• _WHAT TO DO_: Your task is to work out how many lines in the data that follows hold "Http" and to state that number alone.

[Collected data]
PR #6931, opened 2020-12-03
New multiplayer room type

nanaya:
Add parameter `category` of `realtime` (also for listing). `ends_at` parameter can be skipped.

And then I noticed there's no way to indicate number of people inside the room :thinking: 

Todo:
- [x] test

### DIFF
--- a/app/Http/Controllers/Multiplayer/Rooms/Playlist/ScoresController.php
+++ b/app/Http/Controllers/Multiplayer/Rooms/Playlist/ScoresController.php
@@ -190,7 +190,6 @@ class ScoresController extends BaseController
     public function update($roomId, $playlistId, $scoreId)
     {
         $room = Room::findOrFail($roomId);
-        // todo: check against room's end time, check within window of start_time + beatmap_length + x
 
         $playlistItem = $room->playlist()
             ->where('id', $playlistId)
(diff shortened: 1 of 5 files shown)


smoogipoo:
I think realtime rooms should not be returned if `category` is not present. Since these are technically different systems (at least client side), "any" only applies to playlists:

```
Multiplayer categories:
- realtime

Playlists categories:
- any
- normal
- spotlight
```

peppy:
we should probably just *require* a type to be specified, or make it part of the route?

smoogipoo:
Seems like omitting the `category` parameter doesn't return any rooms. It should return rooms with `category = NULL | spotlight`. The client does not send `category` to retrieve normal rooms, but it can do so (becomes `NULL | normal | spotlight`).

nanaya:
Do you have any active rooms...?

smoogipoo:
Yeah I do:

image

After forcing 'normal' category in the DB:

image

nanaya:
oh huh I messed up the enum defaults

peppy:
@notbakaneko can you do a check over this? would like to get it live for further testing of the full (backend) deployment.

notbakaneko (changes requested):

notbakaneko (approved):

peppy:
Migrations are fine to run via deploy.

• _ANSWER FOR THIS EXERCISE_: 2